WORK TO COMPLETE: Could you copy every record below exactly as it is written?

** THE INPUT follows **

PR #2967, opened 2026-02-13
Fix: full pi models support for transformer v5

jadechoghari:
## Title
Fix/pi models

We still need to refactor the testing of pi, it doesn't run on the CI and also ensure Paligemma version works for transformers v5

### DIFF
--- a/src/lerobot/policies/pi0/modeling_pi0.py
+++ b/src/lerobot/policies/pi0/modeling_pi0.py
@@ -1127,6 +1127,14 @@ class PI0Policy(PreTrainedPolicy):
                 # Some checkpoints might have this, but current model expects different structure
                 logging.warning(f"Vision embedding key might need handling: {key}")
 
+            if (
+                key == "model.paligemma_with_expert.paligemma.lm_head.weight"
+                or key == "paligemma_with_expert.paligemma.lm_head.weight"
+            ):
+                fixed_state_dict[
+                    "model.paligemma_with_expert.paligemma.model.language_model.embed_tokens.weight"
+                ] = value.clone()
+
             fixed_state_dict[new_key] = value
 
         return fixed_state_dict
--- a/src/lerobot/policies/pi05/modeling_pi05.py
+++ b/src/lerobot/policies/pi05/modeling_pi05.py
@@ -1101,16 +1101,15 @@ class PI05Policy(PreTrainedPolicy):
                 # Some checkpoints might have this, but current model expects different structure
                 logging.warning(f"Vision embedding key might need handling: {key}")
 
-            fixed_state_dict[new_key] = value
+            if (
+                key == "model.paligemma_with_expert.paligemma.lm_head.weight"
+                or key == "paligemma_with_expert.paligemma.lm_head.weight"
+            ):
+                fixed_state_dict[
+                    "model.paligemma_with_expert.paligemma.model.language_model.embed_tokens.weight"
+                ] = value.clone()
 
-        # Tie embed_tokens to lm_head (some checkpoints have "model." prefix, some don't)
-        # lm_head_pattern = re.compile(r"^(model\.)?paligemma_with_expert\.paligemma\.lm_head\.weight$")
-        # for key in fixed_state_dict:
-        #     if lm_head_pattern.match(key):
-        #         fixed_state_dict[
-        #             "model.paligemma_with_expert.paligemma.model.language_model.embed_tokens.weight"
-        #         ] = fixed_state_dict[key].clone()
-        #         break
+            fixed_state_dict[new_key] = value
 
         return fixed_state_dict
 


src/lerobot/policies/pi0/modeling_pi0.py
```diff
@@ -1279,10 +1259,6 @@ def forward(self, batch: dict[str, Tensor], reduction: str = "mean") -> tuple[Te
         # Compute loss
         losses = self.model.forward(images, img_masks, lang_tokens, lang_masks, state, actions)
 
-        # Truncate losses to actual action dimensions
-        original_action_dim = self.config.output_features[ACTION].shape[0]
```
pkooij, line 1321: if you do this make sure the mask is the length of actual action dimension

** End of THE INPUT **

WRITTEN RESPONSE:
PR #2967, opened 2026-02-13
Fix: full pi models support for transformer v5

jadechoghari:
## Title
Fix/pi models

We still need to refactor the testing of pi, it doesn't run on the CI and also ensure Paligemma version works for transformers v5

### DIFF
--- a/src/lerobot/policies/pi0/modeling_pi0.py
+++ b/src/lerobot/policies/pi0/modeling_pi0.py
@@ -1127,6 +1127,14 @@ class PI0Policy(PreTrainedPolicy):
                 # Some checkpoints might have this, but current model expects different structure
                 logging.warning(f"Vision embedding key might need handling: {key}")
 
+            if (
+                key == "model.paligemma_with_expert.paligemma.lm_head.weight"
+                or key == "paligemma_with_expert.paligemma.lm_head.weight"
+            ):
+                fixed_state_dict[
+                    "model.paligemma_with_expert.paligemma.model.language_model.embed_tokens.weight"
+                ] = value.clone()
+
             fixed_state_dict[new_key] = value
 
         return fixed_state_dict
--- a/src/lerobot/policies/pi05/modeling_pi05.py
+++ b/src/lerobot/policies/pi05/modeling_pi05.py
@@ -1101,16 +1101,15 @@ class PI05Policy(PreTrainedPolicy):
                 # Some checkpoints might have this, but current model expects different structure
                 logging.warning(f"Vision embedding key might need handling: {key}")
 
-            fixed_state_dict[new_key] = value
+            if (
+                key == "model.paligemma_with_expert.paligemma.lm_head.weight"
+                or key == "paligemma_with_expert.paligemma.lm_head.weight"
+            ):
+                fixed_state_dict[
+                    "model.paligemma_with_expert.paligemma.model.language_model.embed_tokens.weight"
+                ] = value.clone()
 
-        # Tie embed_tokens to lm_head (some checkpoints have "model." prefix, some don't)
-        # lm_head_pattern = re.compile(r"^(model\.)?paligemma_with_expert\.paligemma\.lm_head\.weight$")
-        # for key in fixed_state_dict:
-        #     if lm_head_pattern.match(key):
-        #         fixed_state_dict[
-        #             "model.paligemma_with_expert.paligemma.model.language_model.embed_tokens.weight"
-        #         ] = fixed_state_dict[key].clone()
-        #         break
+            fixed_state_dict[new_key] = value
 
         return fixed_state_dict
 


src/lerobot/policies/pi0/modeling_pi0.py
```diff
@@ -1279,10 +1259,6 @@ def forward(self, batch: dict[str, Tensor], reduction: str = "mean") -> tuple[Te
         # Compute loss
         losses = self.model.forward(images, img_masks, lang_tokens, lang_masks, state, actions)
 
-        # Truncate losses to actual action dimensions
-        original_action_dim = self.config.output_features[ACTION].shape[0]
```
pkooij, line 1321: if you do this make sure the mask is the length of actual action dimension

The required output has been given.